• _Problem_: Below this sentence is a listing; return exactly its lines from the one with "PR #895, opened 2021-12-07" to the one with "So we either", both kept, and nothing more.

________

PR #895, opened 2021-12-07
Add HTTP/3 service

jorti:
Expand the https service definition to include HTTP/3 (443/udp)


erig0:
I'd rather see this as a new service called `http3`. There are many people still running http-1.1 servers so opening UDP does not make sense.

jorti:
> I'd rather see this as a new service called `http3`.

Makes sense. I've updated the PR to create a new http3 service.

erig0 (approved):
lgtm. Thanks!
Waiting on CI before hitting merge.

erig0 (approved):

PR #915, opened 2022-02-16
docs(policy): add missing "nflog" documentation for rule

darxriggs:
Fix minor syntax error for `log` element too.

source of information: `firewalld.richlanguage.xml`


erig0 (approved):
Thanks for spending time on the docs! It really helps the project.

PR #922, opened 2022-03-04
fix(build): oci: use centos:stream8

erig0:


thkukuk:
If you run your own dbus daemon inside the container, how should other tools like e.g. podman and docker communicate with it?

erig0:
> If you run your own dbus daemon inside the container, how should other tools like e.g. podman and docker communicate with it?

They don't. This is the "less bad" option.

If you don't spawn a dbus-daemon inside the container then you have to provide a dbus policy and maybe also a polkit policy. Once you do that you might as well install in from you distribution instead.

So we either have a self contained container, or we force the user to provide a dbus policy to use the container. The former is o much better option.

________

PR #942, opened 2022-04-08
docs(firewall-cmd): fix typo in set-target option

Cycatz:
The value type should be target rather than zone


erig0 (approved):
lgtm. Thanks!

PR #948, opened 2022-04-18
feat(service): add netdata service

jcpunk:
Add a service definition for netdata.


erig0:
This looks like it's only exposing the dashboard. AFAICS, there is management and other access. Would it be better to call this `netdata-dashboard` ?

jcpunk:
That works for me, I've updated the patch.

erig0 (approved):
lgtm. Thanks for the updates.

________

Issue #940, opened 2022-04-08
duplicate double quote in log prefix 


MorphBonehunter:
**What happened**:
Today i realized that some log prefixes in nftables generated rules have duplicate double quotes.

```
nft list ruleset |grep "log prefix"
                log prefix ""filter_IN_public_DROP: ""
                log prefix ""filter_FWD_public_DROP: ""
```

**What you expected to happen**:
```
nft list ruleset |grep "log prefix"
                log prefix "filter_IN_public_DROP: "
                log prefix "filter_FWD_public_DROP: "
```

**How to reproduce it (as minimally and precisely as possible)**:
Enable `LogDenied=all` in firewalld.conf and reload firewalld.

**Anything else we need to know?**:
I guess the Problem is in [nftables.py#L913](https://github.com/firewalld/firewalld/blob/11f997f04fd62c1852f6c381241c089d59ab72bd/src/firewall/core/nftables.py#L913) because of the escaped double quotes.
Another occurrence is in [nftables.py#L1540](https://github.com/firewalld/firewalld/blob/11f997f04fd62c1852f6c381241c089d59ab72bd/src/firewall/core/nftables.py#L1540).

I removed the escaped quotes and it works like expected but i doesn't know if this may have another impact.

________

• _Answer for this exercise_:
PR #895, opened 2021-12-07
Add HTTP/3 service

jorti:
Expand the https service definition to include HTTP/3 (443/udp)


erig0:
I'd rather see this as a new service called `http3`. There are many people still running http-1.1 servers so opening UDP does not make sense.

jorti:
> I'd rather see this as a new service called `http3`.

Makes sense. I've updated the PR to create a new http3 service.

erig0 (approved):
lgtm. Thanks!
Waiting on CI before hitting merge.

erig0 (approved):

PR #915, opened 2022-02-16
docs(policy): add missing "nflog" documentation for rule

darxriggs:
Fix minor syntax error for `log` element too.

source of information: `firewalld.richlanguage.xml`


erig0 (approved):
Thanks for spending time on the docs! It really helps the project.

PR #922, opened 2022-03-04
fix(build): oci: use centos:stream8

erig0:


thkukuk:
If you run your own dbus daemon inside the container, how should other tools like e.g. podman and docker communicate with it?

erig0:
> If you run your own dbus daemon inside the container, how should other tools like e.g. podman and docker communicate with it?

They don't. This is the "less bad" option.

If you don't spawn a dbus-daemon inside the container then you have to provide a dbus policy and maybe also a polkit policy. Once you do that you might as well install in from you distribution instead.

So we either have a self contained container, or we force the user to provide a dbus policy to use the container. The former is o much better option.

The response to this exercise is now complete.